The exploratory Swamp Game: Eat Me, installed in the center of the Postscript of Silence exhibition at McaM in Shanghai, invites the public to experience the changes in perspective unfolding in a trembling swamp. The exhibition s curated by Iris Long and Sam Shiyi Qian.
Originally commissioned by ZKM for Critical Zones – Observatories for Earthly Politics, curated by Peter Weibel and Bruno Latour with Martin Guinard, the Swamp Game was exhibited as an online exploratory experience and later as video projection and LED screen installation.
Swamp Game: Eat Me allows audience to embody different species by floating into swampian creatures: plants, insects, birds, amphibians, fungi, bacteria, or algae and discover the main rule of cannibal metaphysics: to become the other, one has to be eaten. The swamp world is uncertain and navigation here is by gut feeling. Players should abandon the human desire for individuality, productivity, and competition to allow for other ways of knowing and sensing the world. The ambient soundtrack attunes players to a metamorphic world of chimeric shapes and saturated colors, where body, scale, and pace of movement shift as the perspective changes.
More: on the Swamp Game: Eat Me
Concept: Nomeda & Gediminas Urbonas in collaboration with Nikola Bojić, Kristupas Sabolius, and Indrė Umbrasaitė (MIT Climate Visions), Development & User Experience: ungroup.group and Siamend Darwesh, Web design: Serge Rompza (NODE Berlin Oslo), Sound: Jan St. Werner (Mouse on Mars), Installation support: Vinzenz Aubry, Haozheng Feng, research in collaboration with scientists Vesta Aleknavičiūtė (Vytautas Magnus University, Kaunas), Jūratė Sendžikaitė (Nature Research Centre, Institute of Botany, Lithuania).
Swamp Game was commissioned by ZKM for Critical Zones – Observatories for Earthly Politics. Supported by Lithuanian Council for Culture.
The Swamp Game: Eat Me is inspired by the research of German botanist Carl Albert Weber, who in 1902 published the first ever treatise on swamps based on his scientific study of the Aukštumala raised bog, then colonized by German Empire, which had belonged to the former province of East Prussia.

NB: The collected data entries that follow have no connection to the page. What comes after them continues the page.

PR #1079, opened 2022-03-28
FormInstance should have formVersion set from the version attribute

gherceg:
When serialiizing/deserializing a FormDef, we use the writeExternal and readExternal methods on a FormDef, which eventually calls down to the readExternal and writeExternal methods on a FormInstance.

The form version was just not being read or write at this point so this change ensures that happens.


calellowitz (approved):

src/main/java/org/javarosa/core/model/instance/FormInstance.java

Based on his drawings and the data collected by a group of contemporary biologists who recently studied the Aukštumala bog (nowadays in Lithuania), the game proposes the swamp as a sentient entity, and what biologists term the “sympoietic relation”s that unfold in it—that is, the collective creation or organization of the fragile interdependencies of an ecosystem.
The game operates on several levels: It traces interactions between organisms and their habitats and distorts human coordinates in space and time, introducing an alternative universe where both forms and dimensions, as well as distances, intervals, and rhythms question perception and orientation. Here every member of the community is part of every other member’s environment—and as such, necessary for the survival of the environment as a whole.